+++ Data for processing

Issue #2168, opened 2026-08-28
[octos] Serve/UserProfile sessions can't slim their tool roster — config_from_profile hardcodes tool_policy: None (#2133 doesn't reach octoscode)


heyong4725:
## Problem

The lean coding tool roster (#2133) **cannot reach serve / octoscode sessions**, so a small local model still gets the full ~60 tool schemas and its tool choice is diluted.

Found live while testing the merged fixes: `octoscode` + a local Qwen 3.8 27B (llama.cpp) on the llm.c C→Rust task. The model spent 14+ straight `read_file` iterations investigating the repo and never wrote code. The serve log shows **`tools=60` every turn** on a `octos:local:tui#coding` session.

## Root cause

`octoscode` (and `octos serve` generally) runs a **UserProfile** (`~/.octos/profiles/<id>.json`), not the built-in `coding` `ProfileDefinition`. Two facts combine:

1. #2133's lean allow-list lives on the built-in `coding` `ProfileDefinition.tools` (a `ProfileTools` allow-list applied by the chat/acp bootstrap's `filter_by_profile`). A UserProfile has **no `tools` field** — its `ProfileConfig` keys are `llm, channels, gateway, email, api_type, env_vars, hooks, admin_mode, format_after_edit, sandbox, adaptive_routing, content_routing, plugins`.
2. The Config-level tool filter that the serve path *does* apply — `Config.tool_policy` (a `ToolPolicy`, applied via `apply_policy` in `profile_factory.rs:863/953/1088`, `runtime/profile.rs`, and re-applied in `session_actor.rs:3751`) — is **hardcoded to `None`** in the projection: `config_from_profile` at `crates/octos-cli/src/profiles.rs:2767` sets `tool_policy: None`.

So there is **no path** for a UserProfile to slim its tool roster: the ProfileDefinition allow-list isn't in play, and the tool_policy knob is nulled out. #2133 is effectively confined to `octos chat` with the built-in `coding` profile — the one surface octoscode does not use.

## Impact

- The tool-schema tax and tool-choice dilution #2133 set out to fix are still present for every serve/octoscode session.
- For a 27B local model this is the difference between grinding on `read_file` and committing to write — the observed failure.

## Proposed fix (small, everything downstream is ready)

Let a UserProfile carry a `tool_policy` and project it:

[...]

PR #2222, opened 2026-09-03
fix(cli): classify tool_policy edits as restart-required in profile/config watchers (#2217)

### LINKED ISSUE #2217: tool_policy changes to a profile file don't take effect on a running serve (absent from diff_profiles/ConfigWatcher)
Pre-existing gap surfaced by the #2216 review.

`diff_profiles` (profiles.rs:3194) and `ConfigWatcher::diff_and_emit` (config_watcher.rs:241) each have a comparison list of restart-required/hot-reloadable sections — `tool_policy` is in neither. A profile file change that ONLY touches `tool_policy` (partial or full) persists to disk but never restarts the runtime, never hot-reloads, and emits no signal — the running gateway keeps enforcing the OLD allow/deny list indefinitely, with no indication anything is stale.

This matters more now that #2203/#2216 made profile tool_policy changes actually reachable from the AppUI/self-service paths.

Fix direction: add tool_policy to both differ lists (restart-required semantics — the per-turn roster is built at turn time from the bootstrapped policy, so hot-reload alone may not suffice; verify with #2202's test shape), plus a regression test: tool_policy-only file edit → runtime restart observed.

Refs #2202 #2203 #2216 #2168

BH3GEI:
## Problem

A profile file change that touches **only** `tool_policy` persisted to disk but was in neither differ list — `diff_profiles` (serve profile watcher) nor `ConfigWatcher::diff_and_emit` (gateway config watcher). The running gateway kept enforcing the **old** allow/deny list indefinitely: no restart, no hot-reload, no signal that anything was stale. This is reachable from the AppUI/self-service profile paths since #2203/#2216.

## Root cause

++++++

What you need to do — In the material above, find each line containing the word "choice" and copy it.

Answer space —
The lean coding tool roster (#2133) **cannot reach serve / octoscode sessions**, so a small local model still gets the full ~60 tool schemas and its tool choice is diluted.
- The tool-schema tax and tool-choice dilution #2133 set out to fix are still present for every serve/octoscode session.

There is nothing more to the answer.